# [EXERCISE OBJECTIVE]
Scan the data below and pick out the lines containing the word "LogicalToPhysicalPixels".

# [PROVIDED INFORMATION]
PR #9179, opened 2022-06-30
fix(iOSmacOS): Correct computation for LogicalToPhysicalPixels

### LINKED ISSUE #9131: [iOS][macOS] Incorrect computation for `LogicalToPhysicalPixels`
### Current behavior

Given a `CGRect` of `{{X=451.5,Y=1865,Width=182,Height=30}}`

The current code returns `{{X=451,Y=1865,Width=182,Height=30}}`

Which I, like `CGRectIntegral`, believe to be incorrect 😄 

While reducing `X` to `451` is correct, it requires increasing the `Width` to cover for the half-pixel decrease of `X`.

That _temporarily_ makes `Width == 182.5` and, _integrally_, it should become `183` to fully cover the rectangle.

### Expected behavior

Given a `CGRect` of `{{X=451.5,Y=1865,Width=182,Height=30}}`

`CGRectIntegral` [1] returns `{{X=451,Y=1865,Width=183,Height=30}}`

# [SOLVED PROBLEM]
fix(iOSmacOS): Correct computation for LogicalToPhysicalPixels
### LINKED ISSUE #9131: [iOS][macOS] Incorrect computation for `LogicalToPhysicalPixels`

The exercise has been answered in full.